While stress in short bursts can help us get through with our daily workload, it can be detrimental long-term. Stress can cause a sudden increase in blood pressure and chest tightness. Psychologically, long-term exposure to stress can lead to depression.
Anxiety
Compared to stress, anxiety doesn’t subside as easily. Even when you’re done with a particular task, anxiety might still linger. Often, this is caused by our thoughts, theory-crafting possibilities, and what-ifs. Did I do the task well? I wonder what the feedback will be like? These are usually some questions that will cause anxiety. However, there are also times that people will not be able to pinpoint that’s causing their anxiety.
If ever you do feel long bouts of anxiety, without any known underlying cause, it’s advised that you see a medical professional that can help you with your condition. Suppose you find yourself going on a vacation in the fantastic cliffs and white sand beaches of Bali. In that case, there are always medical professionals at an international hospital that’s ready to treat your anxiety.
Curbing Your Stress
There are three known ways of calming yourself from anxiety through different techniques. Here are simple techniques that almost everyone can do:
Yoga
Specific yoga practices, such as belly breathing, is known for being one of the best methods of calming your nerves. That is considered one of the best breathing techniques that beginners can use without any professional supervision.
Three-Part Breathing
This type of breathing technique falls under yoga, which is also called Dirga Pranayama. It helps clear up your thoughts by bringing in a reasonable amount of oxygen to your body. The central premise is that negative energy in the form of body waste usually causes negative thoughts in our bodies.

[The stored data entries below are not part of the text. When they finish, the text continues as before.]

PR #304, opened 2023-05-16
improve description of use cases and getting started guides

tomerd:
motivation: address feedback frmo core-team

changes:
* improve description of landing page use cases
* improve description of getting started guides
* add "cross platform command-line tool" as a landing page use case
* change link of use cases to their relevant getting started guides

### DIFF
--- a/index.md
+++ b/index.md
@@ -79,9 +79,10 @@ Swift is a general-purpose programming language built using a modern approach to
     <a href="/getting-started/swiftui" class="cta-secondary">Learn more</a>
   </li>
   <li>
-    <h3>Command-line</h3>
+    <h3>Cross-platform Command-line</h3>
     <p>
-      Writing Swift code is interactive and fun, the syntax is concise yet expressive.
+      Writing Swift is interactive and fun, the syntax is concise yet expressive.
+      Swift code is safe by design and produces software that runs lightning-fast.
       <br><br>
       SwiftArgumentParser and Swift's growing package ecosystem make developing cross-platform command-line tools a breeze.
     </p>
@@ -91,7 +92,6 @@ Swift is a general-purpose programming language built using a modern approach to
   <li>
     <h3>Server and Networking</h3>
     <p>
-      Swift code is safe by design and produces software that runs lightning-fast.
       Swift's small memory footprint, quick startup time, and deterministic performance make it a great choice for server and other networked applications.
       <br><br>
       SwiftNIO and Swift's dynamic server ecosystem bring joy to developing networked applications.
--- a/index.md
+++ b/index.md
@@ -97,7 +97,7 @@ Swift is a general-purpose programming language built using a modern approach to
       SwiftNIO and Swift's dynamic server ecosystem bring joy to developing networked applications.
     </p>
 
-    <a href="/getting-started/vapor-web-server" class="cta-secondary">Learn more</a>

- The three parts refer to your lower belly, below your rib cage, and then area right above your sternum.
- You can choose any position that you’re comfortable with, as long as your back is straight and your belly isn’t pressed.
- Position a hand on your lower belly and the other on your right rib’s outer border.
- Then, inhale through your mouth right before raising your hands above your head in tandem with your breathing.
- As you continue inhaling, position your hands on your clavicle.
- As you exhale, visualize that you’re releasing air from your belly, lungs, and throat.
- Repeat for 10 minutes.
Calm Breathing
As the name suggests, this technique is geared towards soothing your nerves from stress and anxiety. It is usually done daily by individuals who have a vigorous workout routine.
- It can be done while you’re sitting down or standing. You will need to position both of your legs apart.
- Inhale through your nostrils, then through your belly. As you inhale, count to 5. Then exhale after counting to five. You don’t necessarily need to get to five if you can’t reach there.
- Repeat the process for five minutes.
We have to accept that stress and anxiety are normal responses from our body to external stimuli. However, too much stress and anxiety can lead to health complications. If you’re trying to power through your workload without having to get a massage or a hot bath, you might want to consider these breathing techniques. Whether you’re at the office, on vacation, or merely staying at home, these techniques can be done anywhere.
It’s important to note that there are different ways of relaxing other than using these techniques. If time permits, you can take breaks in between stressful tasks, going out for a jog, or getting a well-deserved massage that can help with almost any mental weight.